In the background, a data mover designed for this purpose, continuously transfers the data for backup in the central data store in accordance with data governance rules.


By providing data for evaluation immediately, test runs can be planned more agile and development costs are reduced. Intelligent data management ensures that local data analysis is optimized and existing resources are used more efficiently.

Data analysis in the cloud with DaSense

DaSense takes over the data analysis of an autonomous simulation run in this project. The quality of the autonomous steering of the vehicle should be checked. The measured variable was defined as the steering reversal rate, which shows how frequently and intensively the vehicle has to correct an introduced steering system. After the evaluation, this code is then correlated with other driving parameters to perform a root cause analysis. The customer was first provided with an environment for big data analytics with DaSense on an MS-Azure subscription. The data analysis is done via a data load path for proprietary customer data formats that regularly searches for files and converts them to a big data format (parquet).


The customer received a four-day training course to kick off on-site, demonstrating the creation of an analytics notebook and transferring it to a DaSense app, and is now able to self-service data analysis with DaSense. We then assist the customer in developing additional analytics to answer technical questions and create DaSense apps for recurring queries.

Underground detection with deep learning on image and time series data

The customer develops an autonomous driving device, which is to be equipped for optimal navigation with artificial intelligence. Using deep learning algorithms, the first step is to identify different types of subsurface (for example, concrete, grass, gravel, soil, etc.).

The prototype has ten different sensors that collect image and time series data and compare their quality. The size and resource consumption of the models should be adapted to the prototype.

For this we have provided an on-premise environment for loading, extraction and analysis of Big Data.
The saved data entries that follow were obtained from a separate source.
PR #215, opened 2022-02-02
dockerclient: COPY --from should ignore the source's WORKDIR

nalind:
When COPY is given --from=${stage|image}, the stage's or image's WORKDIR should not be incorporated into the path where we go to look for the source when the source is not specified with an absolute path name.  We previously incorporated the WORKDIR value, but that is not compatible with what `docker build` does.

### DIFF
--- a/dockerclient/client.go
+++ b/dockerclient/client.go
@@ -11,7 +11,6 @@ import (
 	"io"
 	"io/ioutil"
 	"os"
-	"path"
 	"path/filepath"
 	"runtime"
 	"sort"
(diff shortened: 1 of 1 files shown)


rhatdan:
LGTM
@flouthoc @umohnani8 @TomSweeneyRedHat @vrothberg PTAL

vrothberg (commented):
/lgtm

vrothberg:
LGTM

vrothberg:
I don't think I can merge here.

PR #216, opened 2022-02-02
dockerclient: copying a directory from another stage should discard perms

nalind:
Copying a directory from another stage shouldn't preserve the permissions of the directory itself, to be compatible with the behavior we see in `docker build`.


rhatdan:
LGTM
@flouthoc @TomSweeneyRedHat @umohnani8 @flouthoc PTAL

flouthoc:
Sorry I missed this yesterday. But PR LGTM

PR #218, opened 2022-02-02
dockerclient: fix case where COPY --from matches a file via a wildcard

### LINKED ISSUE #182: Multi-stage Quarkus GraalVM builds do not produce runnable images
Following the [Quarkus](https://quarkus.io/guides/building-native-image) building a native image instructions with the getting-started from the [quickstarts](https://github.com/quarkusio/quarkus-quickstarts.git) using the [multi-stage Dockerfile](https://quarkus.io/guides/building-native-image#using-a-multi-stage-docker-build) creates an unusable image.

Running the resultant image produces the following error:
```
user$ docker run -i --rm -p 8080:8080 quarkus-hello-world
docker: Error response from daemon: OCI runtime create failed: container_linux.go:370: starting container process caused: exec: "./application": permission denied: unknown.
```

nalind:
If we COPY --from content from a container using a globbing pattern, and that globbing pattern matches one non-directory, and the destination location doesn't exist yet, copy that item to the destination location's path exactly, potentially renaming it, rather than creating a directory using the destination path, and copying the item into it as a new item with the same basename.
Fixes #182.

Teach the dockerclient TestConformanceInternal test how to run multi-stage builds.

### DIFF
--- a/dockerclient/archive.go
+++ b/dockerclient/archive.go
@@ -50,7 +50,7 @@ func FilterArchive(r io.Reader, w io.Writer, fn TransformFileFunc) error {
 		var body io.Reader = tr
 		name := h.Name
 		data, ok, skip, err := fn(h, tr)
-		klog.V(6).Infof("Transform %s -> %s: data=%t ok=%t skip=%t err=%v", name, h.Name, data != nil, ok, skip, err)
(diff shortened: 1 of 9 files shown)


TomSweeneyRedHat:
LGTM
but definitely want other eyeballs on this

rhatdan:
LGTM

On this environment, we trained a selection of the most up-to-date deep learning models for the detection of multiple subsurface classes from image and time series data using the transfer learning method on TensorFlow.


Afterwards, the best models were optimized and achieved an accuracy of over 95% with a model size of less than 10 MB. They are now ready for use on the prototype and the further development of navigation. The close cooperation enables the customer to train further models in self-service and to apply them on the prototype.

Predictive Maintenance

In order to avoid possible damage to vehicles, abnormalities should be identified at an early stage and appropriate measures taken. For this purpose, the memory data of faulty vehicles during repair are read and compared with other collected findings. If sufficient data are available, regularities can be identified that will serve to detect errors in vehicles in the future.

In order to be able to make statistically reliable statements, the evaluation of the storage data must take place over a very large number of individual vehicles and surveys over several years. However, the sheer size of the collected metrics is beyond the reach of traditional analytics tools, and requires the use of advanced analytics techniques.

The evaluations were therefore transferred to a specially designed Big Data & Advanced Analytics environment. The data load paths set up allow the scalable embedding of existing domain quality assurance software and the preparation of data for analysis. The existing analysis approaches have been supplemented by a pattern recognition for matching with defined error images and an automated conspicuousness analysis. The transition to regular operation enabled the extension and execution of analysis on new data in self-service and use throughout the development department.

As a result, a measurement dataset collected over several years can be searched for patterns and abnormalities within a few minutes instead of several days. The established statistical evaluations on the vehicle fleet support the early detection of errors and provide valuable information for data-driven vehicle development.